Donald Trump endurece su ofensiva contra Cuba y lanza un ultimátum directo al gobierno de Miguel Díaz-Canel. Sin petróleo venezolano y bajo una crisis energética sin precedentes, la isla enfrenta su momento más crítico desde el colapso de la Unión Soviética.

2026-01-12

Por revistaeyn.com / Agencias

Las recientes declaraciones del presidente de Estados Unidos, Donald Trump, sobre Cuba deben leerse menos como una amenaza inmediata y más como la formalización de una estrategia de presión acumulativa.

El llamado a que La Habana alcance “un acuerdo antes de que sea demasiado tarde” se inscribe en un contexto regional profundamente alterado tras la caída del gobierno de Nicolás Maduro, principal sostén externo del régimen cubano durante más de dos décadas.

El mensaje central de Washington es claro: la ecuación que permitió la supervivencia económica de Cuba ha sido desarticulada. La alianza energética y política con Venezuela, que garantizaba petróleo subsidiado a cambio de apoyo estratégico, ya no existe. La Casa Blanca asume que, sin ese respaldo, la capacidad de resistencia del sistema cubano se reduce drásticamente.

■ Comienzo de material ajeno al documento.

PR #6296, opened 2023-03-27
Reproducer for HHH-16378 SQM fails to resolve target type of association defined in mappersuperclass with generics

yrodiere:
https://hibernate.atlassian.net/browse/HHH-16378

See also #6297 for the same test on 5.6, which doesn't fail, showing HHH-16378 is a regression.


beikov:
Fixed via https://github.com/hibernate/hibernate-orm/pull/6311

El petróleo como variable estructural

Más allá del tono confrontativo, la apuesta estadounidense se apoya en un diagnóstico técnico preciso. Cuba necesita alrededor de 110.000 barriles diarios para sostener su funcionamiento básico, pero su producción nacional cubre menos de la mitad. El resto depende de importaciones cada vez más frágiles, condicionadas por sanciones, falta de divisas y una infraestructura energética obsoleta.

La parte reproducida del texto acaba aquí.